--- DATA TO USE Enclosed Below ---

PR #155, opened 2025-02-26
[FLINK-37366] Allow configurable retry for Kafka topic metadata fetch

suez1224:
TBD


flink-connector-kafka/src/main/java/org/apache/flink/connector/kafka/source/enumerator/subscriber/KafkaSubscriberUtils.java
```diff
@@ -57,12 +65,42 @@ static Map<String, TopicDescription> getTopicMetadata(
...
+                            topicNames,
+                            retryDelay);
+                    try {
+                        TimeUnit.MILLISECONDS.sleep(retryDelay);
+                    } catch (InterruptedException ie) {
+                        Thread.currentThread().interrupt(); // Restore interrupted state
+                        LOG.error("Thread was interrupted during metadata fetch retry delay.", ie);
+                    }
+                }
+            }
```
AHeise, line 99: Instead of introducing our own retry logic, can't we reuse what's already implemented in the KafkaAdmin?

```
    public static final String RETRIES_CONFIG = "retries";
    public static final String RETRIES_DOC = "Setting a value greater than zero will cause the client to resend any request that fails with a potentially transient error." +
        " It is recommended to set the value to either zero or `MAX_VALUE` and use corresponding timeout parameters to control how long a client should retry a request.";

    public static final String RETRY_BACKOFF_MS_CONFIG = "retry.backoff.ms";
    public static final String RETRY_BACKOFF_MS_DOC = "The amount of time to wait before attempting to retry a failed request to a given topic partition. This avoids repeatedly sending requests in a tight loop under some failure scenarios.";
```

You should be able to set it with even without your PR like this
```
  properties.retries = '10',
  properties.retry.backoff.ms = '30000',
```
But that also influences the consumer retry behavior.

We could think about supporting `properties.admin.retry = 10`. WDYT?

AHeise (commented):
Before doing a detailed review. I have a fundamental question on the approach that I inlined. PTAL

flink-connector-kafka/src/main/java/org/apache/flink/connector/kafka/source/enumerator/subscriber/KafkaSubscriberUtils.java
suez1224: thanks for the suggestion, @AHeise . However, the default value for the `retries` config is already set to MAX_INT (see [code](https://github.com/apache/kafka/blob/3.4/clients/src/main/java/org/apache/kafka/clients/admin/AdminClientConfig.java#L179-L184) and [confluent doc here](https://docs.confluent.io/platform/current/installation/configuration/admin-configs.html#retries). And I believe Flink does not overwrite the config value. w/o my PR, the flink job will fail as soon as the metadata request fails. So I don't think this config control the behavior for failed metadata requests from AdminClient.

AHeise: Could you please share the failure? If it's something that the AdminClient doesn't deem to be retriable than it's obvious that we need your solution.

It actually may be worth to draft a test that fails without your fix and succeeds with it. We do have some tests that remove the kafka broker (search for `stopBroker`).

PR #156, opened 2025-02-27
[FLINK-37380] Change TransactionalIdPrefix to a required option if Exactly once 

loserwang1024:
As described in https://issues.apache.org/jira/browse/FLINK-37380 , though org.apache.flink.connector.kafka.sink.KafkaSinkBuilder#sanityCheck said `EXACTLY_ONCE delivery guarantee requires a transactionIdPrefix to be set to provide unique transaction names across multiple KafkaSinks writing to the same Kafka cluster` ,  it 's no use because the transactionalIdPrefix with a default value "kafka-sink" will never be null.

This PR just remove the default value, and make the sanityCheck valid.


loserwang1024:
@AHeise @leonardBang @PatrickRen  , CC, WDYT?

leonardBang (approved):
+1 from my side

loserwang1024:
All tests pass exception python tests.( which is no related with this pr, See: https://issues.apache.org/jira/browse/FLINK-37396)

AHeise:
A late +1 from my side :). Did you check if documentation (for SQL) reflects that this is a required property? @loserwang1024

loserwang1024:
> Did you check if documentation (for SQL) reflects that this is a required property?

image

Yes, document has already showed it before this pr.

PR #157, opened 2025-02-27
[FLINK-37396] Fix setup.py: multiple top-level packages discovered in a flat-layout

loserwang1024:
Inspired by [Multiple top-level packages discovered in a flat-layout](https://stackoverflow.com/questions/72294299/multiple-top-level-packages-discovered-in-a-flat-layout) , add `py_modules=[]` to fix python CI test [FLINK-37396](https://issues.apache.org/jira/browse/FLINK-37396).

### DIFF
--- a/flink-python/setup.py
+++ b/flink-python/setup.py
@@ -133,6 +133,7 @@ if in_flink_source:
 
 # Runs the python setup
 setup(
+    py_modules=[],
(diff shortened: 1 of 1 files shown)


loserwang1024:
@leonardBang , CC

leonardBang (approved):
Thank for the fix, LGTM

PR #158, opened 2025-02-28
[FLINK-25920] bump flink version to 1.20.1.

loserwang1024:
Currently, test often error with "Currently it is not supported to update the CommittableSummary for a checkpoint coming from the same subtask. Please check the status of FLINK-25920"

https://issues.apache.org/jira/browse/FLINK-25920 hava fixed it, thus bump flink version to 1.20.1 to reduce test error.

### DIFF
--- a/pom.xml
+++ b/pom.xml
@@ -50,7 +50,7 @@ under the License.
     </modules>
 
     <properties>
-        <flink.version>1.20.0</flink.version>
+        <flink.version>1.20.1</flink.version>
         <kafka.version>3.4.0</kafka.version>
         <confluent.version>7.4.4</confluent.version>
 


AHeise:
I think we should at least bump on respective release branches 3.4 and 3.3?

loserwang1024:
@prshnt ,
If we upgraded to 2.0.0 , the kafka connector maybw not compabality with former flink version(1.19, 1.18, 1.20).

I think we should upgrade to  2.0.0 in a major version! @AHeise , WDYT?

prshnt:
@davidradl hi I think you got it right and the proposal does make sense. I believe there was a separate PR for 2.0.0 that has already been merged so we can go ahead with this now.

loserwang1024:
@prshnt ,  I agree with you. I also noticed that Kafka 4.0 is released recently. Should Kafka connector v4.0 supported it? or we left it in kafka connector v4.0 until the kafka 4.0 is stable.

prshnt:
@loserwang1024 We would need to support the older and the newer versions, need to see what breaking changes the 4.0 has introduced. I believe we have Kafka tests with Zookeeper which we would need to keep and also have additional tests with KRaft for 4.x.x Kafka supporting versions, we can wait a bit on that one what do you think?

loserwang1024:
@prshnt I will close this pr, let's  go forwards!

--- End of Enclosed DATA TO USE ---

» **WORK ORDER**
Where a line of the records above holds the word "prshnt", copy that line.

» **YOUR SOLUTION**
@prshnt ,
prshnt:
@prshnt ,  I agree with you. I also noticed that Kafka 4.0 is released recently. Should Kafka connector v4.0 supported it? or we left it in kafka connector v4.0 until the kafka 4.0 is stable.
prshnt:
@prshnt I will close this pr, let's  go forwards!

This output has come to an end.